TASK DESCRIPTION: One line at a time, check the entries below for the word "numpy", and copy each line that has it.
*** Opening of EXTRACTED ENTRIES ***
PR #228, opened 2025-04-01
Add convoluted Gaussian and Exponential Component

jlaehne:
### Description of the change
Add a component that contains the convolution of an exponential decay with a Gaussian instrument response function.

### Progress of the PR
- [ ] update user guide (if appropriate),
- [x] added tests,
- [ ] ready for review.

```python
import lumispy as lum
m = s.create_model()
g1 = lum.components.ConvGaussianExponential()
m.append(g1)
m.fit()
```

### DIFF
--- a/lumispy/components/convolved_gaussian_exponential.py
+++ b/lumispy/components/convolved_gaussian_exponential.py
@@ -1,5 +1,5 @@
 # -*- coding: utf-8 -*-
-# Copyright 2019-2023 The LumiSpy developers
+# Copyright 2019-2025 The LumiSpy developers
 #
 # This file is part of LumiSpy.
 #
@@ -16,16 +16,14 @@
 # You should have received a copy of the GNU General Public License
 # along with LumiSpy. If not, see <https://www.gnu.org/licenses/#GPL>.
 
-import math
-
 import numpy as np
+
 import hyperspy.api as hs
 
-sqrt2pi = math.sqrt(2 * math.pi)
-sigma2fwhm = 2 * math.sqrt(2 * math.log(2))
+sigma2fwhm = 2 * np.sqrt(2 * np.log(2))
 
 
-class ConvGaussianExponential(hs.model.components1D.Expression):
+class ConvGaussExp(hs.model.components1D.Expression):
     r"""Analytical convolution of Gaussian instrument response function and
     exponential decay function.
 
@@ -55,7 +53,7 @@ class ConvGaussianExponential(hs.model.components1D.Expression):
         Decay parameter (lifetime) of the exponential function.
     **kwargs
         Extra keyword arguments are passed to the
-        :py:class:`~._components.expression.Expression` component.
+        :py:class:`hyperspy._components.expression.Expression` component.
 
     Attributes
     ----------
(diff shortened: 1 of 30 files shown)


jlaehne:
@aidanc151 example of adding a component to lumispy :-)

lumispy/tests/components/test_convolved_gaussian_exponential.py
```diff
@@ -0,0 +1,70 @@
...
+sigma2fwhm = 2 * np.sqrt(2 * np.log(2))
+
+
+def test_function():
+    g = ConvGaussExp(height=3, t0=35, sigma=10, tau=100)
+    assert g.function(-50) == 0.0
+    np.testing.assert_allclose(g.function(35), 1.3874364)
+
+
+class TestConvGaussExp:
```
ericpre, line 36: Add a test that check that there is no normalisation issue: for example by making a dataset where the Gaussian convolution is negligible and checking that the fitting parameter are very close for the `ConvGaussExp` and `Exponential` components.

lumispy/components/convolved_gaussian_exponential.py
```diff
@@ -0,0 +1,109 @@
...
+        height=1.0,
+        t0=0.0,
+        sigma=10.0,
+        tau=100.0,
+        module=["numpy", "scipy"],
+        **kwargs,
+    ):
+        super().__init__(
+            expression="1/2*height*exp(-((x-t0) - sigma**2/(2*tau))/tau)*\
+                        (1 + erf(((x-t0) - sigma**2/tau)/(sqrt(2)*sigma)))",
```
ericpre, line 78: I didn't check the math but from a quick look (based on https://math.stackexchange.com/questions/685041/convolute-exponential-with-a-gaussian/872561#872561), it seems that it should be a "-"?
```suggestion
                        (1 - erf(((x-t0) - sigma**2/tau)/(sqrt(2)*sigma)))",
```
Could it be replaced by the `erfc` function?

lumispy/components/convolved_gaussian_exponential.py
```diff
@@ -0,0 +1,109 @@
...
+sigma2fwhm = 2 * np.sqrt(2 * np.log(2))
+
+
+class ConvGaussExp(hs.model.components1D.Expression):
+    r"""Analytical convolution of Gaussian instrument response function and
+    exponential decay function.
+
+    .. math::
+
+        f(x) = \frac{h}{2} \cdot \exp\left[(x - t_0 - \frac{\sigma^2}{2\tau})\tau^{-1}\right]
```
ericpre, line 32: Add a reference where the math comes from? 
For example, https://math.stackexchange.com/questions/685041/convolute-exponential-with-a-gaussian/872561#872561 has good pointers?

ericpre (commented):
It should be good to add this component to the document - I was looking for it to check for the rendering of the analytical expression!

lumispy/components/convolved_gaussian_exponential.py
jlaehne: So far, it is based on https://zenodo.org/records/6384277 - but we are checking the math again with mathematica. As perspective we will at least add a component with double exponential as well.

ericpre: Out of curiosity, are you using mathematica because sympy can't do it or just haven't tried with sympy?

jlaehne: A student already did the calculations in mathematica and I did not have the time yet to copy that in sympy :-)

jlaehne:
replaced by #262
*** Close of EXTRACTED ENTRIES ***
SOLUTION TO THIS TASK:
 import numpy as np
+        module=["numpy", "scipy"],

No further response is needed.